🤖 AI Summary
Controllable image generation faces two key challenges: (1) in single-concept synthesis, balancing identity fidelity and text-prompt alignment remains difficult; (2) in multi-concept synthesis, reliance solely on textual prompts often leads to identity collapse and concept omission. To address these, we propose KronA-WED—a Kronecker-structured adapter with weight-embedding decomposition—and a decoupled learning framework enabling high-fidelity identity preservation and strong prompt alignment for single-concept generation. For multi-concept synthesis, we introduce Subject-Adaptive Matching Attention (SAMA) and layout consistency regularization, enabling flexible compositional generation without requiring bounding boxes or semantic masks.
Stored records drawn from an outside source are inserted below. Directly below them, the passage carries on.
PR #1814, opened 2022-06-13
Fix/rfp shortest path fix

### LINKED ISSUE #1813: Route Following Plugin "return to shortest path logic" triggers as a result of controller drift
### Types of Issue

### Descriptive summary

Route Following Plugin contains logic to detect when the vehicle has left the shortest path through the route and to plan lane changes as necessary to return the vehicle to the a newly-computed shortest path when control is returned to the RFP. This logic is triggering unintentionally as a result of control drift causing the vehicle's reference point to drift into an adjacent lane during RFP execution. This causes the vehicle to plan a lane change from the adjacent lane back onto a new shortest path, which immediately begins to use the adjacent lane's centerline as control input, causing undesired steering oscillation.

As a related but somewhat independent issue, this check has difficulty determining the vehicle's proper lanelet when multiple lanelet's overlap (such as at divergences or convergences) and can trigger this behavior in such a scenario as well.

### Actual behavior

CARMA System 4.1 as used in IHP testing.

kjrush:
# PR Details
## Description

To address the anomaly described in #1813 , a check has been implemented to limit the times at which RFP will evaluate the need to return to shortest path. Now it should only trigger if a plugin other than RFP was in control at the time, meaning that control drift during regular RFP operation will not be considered as leaving the shortest path. In addition, a filter has been implemented such that when evaluating the vehicle's current lanelet, only lanelets on the route are considered as possible candidates.

## Related Issue
Resolves #1813 

## Motivation and Context

This is to support IHP2 testing as resolution of a blocking issue discovered during testing.

## How Has This Been Tested?

This has not yet been tested.

## Types of changes

## Checklist:

### DIFF
--- a/route_following_plugin/include/route_following_plugin.h
+++ b/route_following_plugin/include/route_following_plugin.h
@@ -241,6 +241,7 @@ namespace route_following_plugin
         ros::Publisher plugin_discovery_pub_;
         ros::Publisher upcoming_lane_change_status_pub_;
         ros::Subscriber twist_sub_;
+        ros::Subscriber current_maneuver_plan_sub_;
         ros::Timer discovery_pub_timer_;
 
         // ROS service servers
@@ -279,6 +280,9 @@ namespace route_following_plugin
         // Current vehicle pose in map
         geometry_msgs::PoseStamped pose_msg_;
         lanelet::BasicPoint2d current_loc_;
+        
+        // Currently executing maneuver plan from Arbitrator
+        cav_msgs::ManeuverPlanConstPtr current_maneuver_plan_;
 
         //Queue of maneuver plans
         std::vector<cav_msgs::Maneuver> latest_maneuver_plan_;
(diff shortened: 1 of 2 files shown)


route_following_plugin/src/route_following_plugin.cpp
```diff
@@ -568,15 +570,30 @@ void setManeuverLaneletIds(cav_msgs::Maneuver& mvr, lanelet::Id start_id, lanele
...
+            // If another plugin may have brought us off shortest path, check our current lanelet
+            auto llts = wm_->getLaneletsFromPoint(current_loc, 10);                                          
+            // Remove any candidate lanelets not on the route
+            llts.erase(std::remove_if(llts.begin(), llts.end(),
+                [&](auto lanelet) -> bool { return !wm_->getRoute()->contains(lanelet); }));
+
+            // !!! ASSUMPTION !!!:
+            // Once non-route lanelets have been removed, it is assumed that our actual current lanelet is the only one that can remain.
+            // TODO: Verify that this assumption is true in all cases OR implement more robust logic to track current lanelet when there are overlaps
+            auto current_lanelet = llts[0];
```
msmcconnell, line 588: Adding a size check on this is good to avoid seg faults and could also provide some insight on if we ever have overlapping route lanelets while testing. At this point we are assuming it has size==1 right.

route_following_plugin/include/route_following_plugin.h
```diff
@@ -279,6 +280,9 @@ namespace route_following_plugin
         // Current vehicle pose in map
         geometry_msgs::PoseStamped pose_msg_;
         lanelet::BasicPoint2d current_loc_;
+        
+        // Currently executing maneuver plan from Arbitrator
+        cav_msgs::ManeuverPlanConstPtr current_maneuver_plan_;
```
msmcconnell, line 285: Can you do a quick find on current_maneuver_plan and make sure this doesn't cause confusion with other variables in this file?

msmcconnell (changes requested):

route_following_plugin/include/route_following_plugin.h
kjrush: Yep, it's unique to this changeset.

route_following_plugin/src/route_following_plugin.cpp
kjrush: Added size check and exception for size==0.

PR #1815, opened 2022-06-14
[DO NOT MERGE] Comparison of ihp changes with 4.1.0

msmcconnell:
This is just a way of tracking some comments of mine with visibility for others on the current IHP change set


platooning_tactical_plugin/config/parameters.yaml
```diff
@@ -1,6 +1,6 @@
 # Float: The length of the trajectory in time domain
 # Unit: s
-trajectory_time_length: 6.0 # Trajectory length in seconds
+trajectory_time_length: 10.0 # Trajectory length in seconds
```
msmcconnell, line 3: Again why extend?

PR #1831, opened 2022-06-24
Port guidance node to ROS2

JonSmet:
# PR Details
## Description

This PR includes updates to port the guidance node to ROS2 and to launch it from the guidance.launch.py launch file. 

Since eventually the health_monitor will be removed from the CARMA System, a couple minor updates were made to GuidanceWorker to support guidance state machine transitions:
- When the guidance node is activated by the lifecycle system, GuidanceWorker triggers a guidance state machine `INITIALIZE` signal. This is because node activate indicates that all of the required drivers are ready.
- When the guidance node is shutdown by the lifecycle system, GuidanceWorker triggers a guidance state machine `SHUTDOWN` signal.

## Related Issue

Issue #1830 

## How Has This Been Tested?

All unit tests pass; local integration testing conducted.

## Types of changes

## Checklist:


guidance/src/guidance_state_machine.cpp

Our method integrates Kronecker parameterization, decomposition-based adaptation, and attention-level regularization. Extensive experiments and user studies demonstrate significant improvements in visual quality, identity accuracy, and prompt adherence. The approach shows practical utility in real-world applications such as advertising design and virtual try-on.
📝 Abstract
Customizing image generation remains a core challenge in controllable image synthesis. For single-concept generation, maintaining both identity preservation and prompt alignment is challenging. In multi-concept scenarios, relying solely on a prompt without additional conditions like layout boxes or semantic masks, often leads to identity loss and concept omission. In this paper, we introduce ShowFlow, a comprehensive framework designed to tackle these challenges. We propose ShowFlow-S for single-concept image generation, and ShowFlow-M for handling multiple concepts. ShowFlow-S introduces a KronA-WED adapter, which integrates a Kronecker adapter with weight and embedding decomposition, and employs a disentangled learning approach with a novel attention regularization objective to enhance single-concept generation. Building on this foundation, ShowFlow-M directly reuses the learned models from ShowFlow-S to support multi-concept generation without extra conditions, incorporating a Subject-Adaptive Matching Attention (SAMA) and a layout consistency strategy as the plug-and-play module. Extensive experiments and user studies validate ShowFlow's effectiveness, highlighting its potential in real-world applications like advertising and virtual dressing.